I do not have any positions in bitcoin or other crypto-currency. I do not think bitcoin is a good investment. I do think it is a wonderful alternative to scratch-offs and slots at a casino. By this I mean that I think it’s a really bad idea to invest significant portions of your net worth in Bitcoin, or to think that you can put your kids through college by buying them bitcoins and holding while they grow up. I think crypto-currency is awesome and really exciting and if you have the money to experiment in the space, more power to you.
To begin, let me clarify what I mean by an investment. When I think of an investment, I think of it as a vehicle through which I hope to accrue wealth over an extended period of time. More specifically, an investment should not lose my money and should provide stable income for the period of time over which I own it. One should be able to enter an investment with reasonable certaintity that it will not make them go broke. My definition of an investment builds largely from Security Analysis by Graham and Dodd 1.
There were times that (in hindsight) bitcoin may have been a good investment.

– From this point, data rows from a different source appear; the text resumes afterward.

PR #523, opened 2026-08-24
docs(dotnet): document 4.0.0 release and zstd assembly split

ideoma:
## Summary
- Documents questdb/net-questdb-client#81: the optional `net-questdb-client-zstd` package for `QueryClient` egress compression, including the fail-fast `ConfigError` for explicit `compression=zstd` when it's absent, `compression=auto`'s silent degrade to raw, and the trimmed/Native AOT reflection caveat.
- Bumps the beta caution's version reference from `4.0.0-beta.1` to `4.0.0` per questdb/net-questdb-client#82.

### DIFF
--- a/documentation/connect/clients/dotnet.md
+++ b/documentation/connect/clients/dotnet.md
@@ -36,7 +36,7 @@ services. Construct one, share it across threads, dispose it at shutdown.
 :::caution Beta
 
 The QWP sender, `QueryClient`, and store-and-forward APIs on this page are
-**beta**, shipped in `4.0.0-beta.1`. Expect the API to change before GA; track
+**beta**, shipped in `4.0.0`. Expect the API to change before GA; track
 the [client releases](https://github.com/questdb/net-questdb-client/releases).
 The ILP over HTTP and TCP transports are unaffected and remain stable.
 
@@ -68,6 +68,11 @@ Install the NuGet package with the dotnet CLI:
 ```shell
 dotnet add package net-questdb-client
 ```
+
+`net-questdb-client` has no zstd dependency. To use `compression=zstd` on the
+`QueryClient` egress path, also add the optional
+[`net-questdb-client-zstd`](https://www.nuget.org/packages/net-questdb-client-zstd/)
+package. See [Compression](#compression).
 
 ## Quick start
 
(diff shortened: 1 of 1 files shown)


ideoma:
## Review (level 0)

Reviewed at level 0 — single-page, 40-line diff to an existing page, no sidebar or link-topology changes.

**Scope:** `documentation/connect/clients/dotnet.md` only — 34 insertions/6 deletions. No new page, no `sidebars.js` change, no other page references `net-questdb-client`.

**Verification performed:** cross-checked every technical claim against the upstream `questdb/net-questdb-client` repo (issue #81/#82, merged), the actual `net-questdb-client-zstd.csproj`, `QwpZstdCodec.cs` source, and NuGet:
- `net-questdb-client-zstd` package exists on NuGet at `4.0.0` ✓
- Main `net-questdb-client.csproj` carries no `ZstdSharp.Port` reference (confirms "no zstd dependency") ✓
- Plugin `TargetFrameworks` is `net7.0;net8.0;net9.0;net10.0`, matching the "targets net7.0 and up" claim ✓
- `QwpZstdCodec.Create()` throws exactly `new IngressError(ErrorCode.ConfigError, ...)` when the plugin can't be resolved ✓
- `compression=auto` path (`IsAvailable` false → factory null, no throw) matches the "silently connects as raw" claim ✓
- Plugin loaded via `Assembly.Load` + `[DynamicDependency]`/`[RequiresUnreferencedCode]`/`[RequiresDynamicCode]` attributes — supports the trimming/AOT caution ✓
- GitHub release `4.0.0` is tagged "Latest" (2026-08-20), confirming the beta→4.0.0 version bump ✓
- `yarn build` passes clean, no broken links ✓

### Verdict: Approve

### Non-blocking
- **Minor/nit:** "RESULT_BATCH" (line 1426) is used without being defined anywhere on the page or elsewhere in the docs — it's inferable from context, but a reader/LLM with no QWP protocol background has to guess it means "query result batch." Not worth blocking on.
- No em-dashes, no LLM-mannerism filler, admonition style (`:::note Trimmed and Native AOT publishes`) matches the page's existing `:::caution`/`:::tip` convention.

### What works
- Every specific claim (exception type, package name/version, target frameworks, fallback behavior) traces directly to the linked upstream source rather than being asserted.
- The new compression table's "with plugin / without plugin" split cleanly answers the actual failure mode instead of just describing the happy path.
- Forward/back links between the install note and the `#compression` section keep the two additions self-contained without duplicating explanation.

ideoma:
## Review (level 2 — `-L3` requested; skill's max defined level is 2)

Scope: single existing page, no sidebar change (`documentation/connect/clients/dotnet.md`, 52 insertions / 6 deletions).

### Verdict: Approve

### Blocking issues
None. Every technical claim was verified against the real `questdb/net-questdb-client` source and NuGet, not just read for plausibility:
- `EnsureZstdAvailableIfRequired()` really does run before any address is dialled (confirmed in `QwpQueryWebSocketClient.cs`) — matches "fails fast, before any address is even dialled."
- `4.0.0-beta.1`'s csproj really did bundle `ZstdSharp.Port` directly; `4.0.0`'s csproj dropped it in favor of the optional `net-questdb-client-zstd` plugin — confirms the stated breaking change.
- Both packages exist on NuGet at version `4.0.0`.
- The `[DynamicDependency]` trimming mechanism and `net7.0+` plugin target match the source exactly; the base package also declares `<IsAotCompatible>true</IsAotCompatible>`, backing the Native AOT claim.
- `yarn build` passes clean.

### Non-blocking
- **Minor** — "Client installation" (line 72-75) links to `net-questdb-client-zstd` on NuGet but doesn't show the `dotnet add package net-questdb-client-zstd` command, breaking the page's own convention of pairing every package mention with a fenced CLI command (see line 68-70).
- **Minor** — Wording drifts across three spots describing when the `ConfigError` fires: "thrown once connecting starts" (line 866) vs "before connecting" (line 1440) vs "before any address is even dialled" (line 1447). Technically consistent once you read all three, but the middle phrasing is looser than the other two. Suggest aligning line 1440 to "before any address is dialled."
- **Minor** — The "Trimmed and Native AOT publishes" note (1459-1477) sits after the unrelated `compression_level`/`NegotiatedCompression` paragraph instead of right after the "absent or unusable" plugin-availability prose it belongs with.
- **Pre-existing, not introduced by this PR** — `compression_level`'s default (`1`) is never stated on this page (only range + clamp); the page explicitly defers full defaults to `connect-string.md`. Also pre-existing: "### Synchronous errors" is nested under "## Asynchronous error handling," a naming mismatch the new zstd-`ConfigError` row inherits.
- **Nit** — Could note that `auto`'s silent fallback to raw is worth asserting on via `NegotiatedCompression` in a post-publish smoke test.

### What works
Accurate, source-verified technical writing; correct indirection (brief pointer in "Client installation" → full detail in "Compression," no duplication); the 3-column plugin-availability table is a clean way to show the `raw`/`zstd`/`auto` behavior split without hand-waving.

### Downgraded (false positives)
- Adversarial pass called the Native AOT/trimming claim "unverifiable" — dismissed; `IsAotCompatible=true` in the library's own `.csproj` plus the `[DynamicDependency]` attribute directly support it.
- Adversarial pass called the "connecting" timing wording a "contradiction" — downgraded to the Minor wording-precision note above; the underlying sequence is verified consistent.

---
2 agents run, 1 manual deep-verify pass; 5 findings kept (3 Minor + 2 pre-existing notes), 1 Nit, 2 downgraded.

javier (approved):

Around five years ago, when bitcoins were beginning to be used to buy physical things it would have been a good idea to buy some. However, if you were buying then, you were probably just doing so to find cheap deals for things you wanted on the internet. Now this is not the case. Bitcoin is not being used as a currency anymore2. Transactions take too long, price isn’t nearly stable enough, and the fees are too high. All of these factors mean that bitcoin cannot reasonably be used in its intended capacity, which diminishes any of the intrinsic value it once had.
Early adopters bought bitcoin because of its potential to become the new currency of the world. I would be comfortable betting that the majority of early adopters were not buying Bitcoins for a quick profit or even to sell to after a few years. They bought (or mined) bitcoins because they were convinced it was the future and they wanted to own a piece.
Now people buy a bitcoin to sell it. When you want to own a bitcoin, you download an app, make a wallet, and make your purchase. To sell you press a button on your phone or computer. You might not even know your wallet’s information and owning a bitcoin probably doesn’t feel much different than a credit card transaction. I would guess that the majority of Bitcoin owners do not know how to send or receive the actual bitcoins they have in their wallets. The original mechanics of the blockchain and distributed ledger have been abstracted away so non-computer scientists can take part in the Bitcoin market to buy and sell coins with ease. Buying something just to sell it for profit to a bigger fool is speculation. In this case, when you bought a bitcoin, you were already the fool rewarding someone else’s speculative bet. When Bitcoin stopped being utilized for its intended use, it lost its title as a potential investment and gained the title of a fun speculation.
Here’s another take on the idea. I recently listened to this podcast 3 that featured Dave Collum as a guest. He gave two additional reasons why Bitcoin will fail, which I will expand upon below.
For one, by historical norms, it’s a bubble. We can chart its rise and compare to Dutch tulip mania and the Dot-com boom as follows.
It doesn’t take a PhD to see that if the past patterns are remotely indicative of future performance, the future doesn’t look good. I understand this is not an apples to apples comparison, but that doesn’t invalidate the patterns shown above. But wait! cries the HODL-er. Bitcoin is revolutionary, it’s a new paradigm, it’s the future of money. True - maybe. The truth is, right now everyone is investing in Bitcoin for reasons I said above (i.e. because they think the price will go up and want to make fast money), and the people who bought it because of its future potential are largely either out of their positions (and rich) or are named Winklevoss 4. Most of the people buying bitcoins don’t understand the underlying technology and eventually everyone is going to want to take their money and run. Things will be bad for people left holding the coins when this happens.
The second reason Dave Collum mentioned has to do with governments. All signs point to the government (referring to the USA) not wanting crypto-currencies to be successful. The governments can thus prevent their rise in two ways.
First it can use its effectively infinite cash to manipulate the market and legally cause price swings to keep Bitcoin too volatile to be viable for usage as a currency (touched on this above). As Dave also mentioned about gold, if you cannot price your groceries in Bitcoin, you cannot use it as a currency.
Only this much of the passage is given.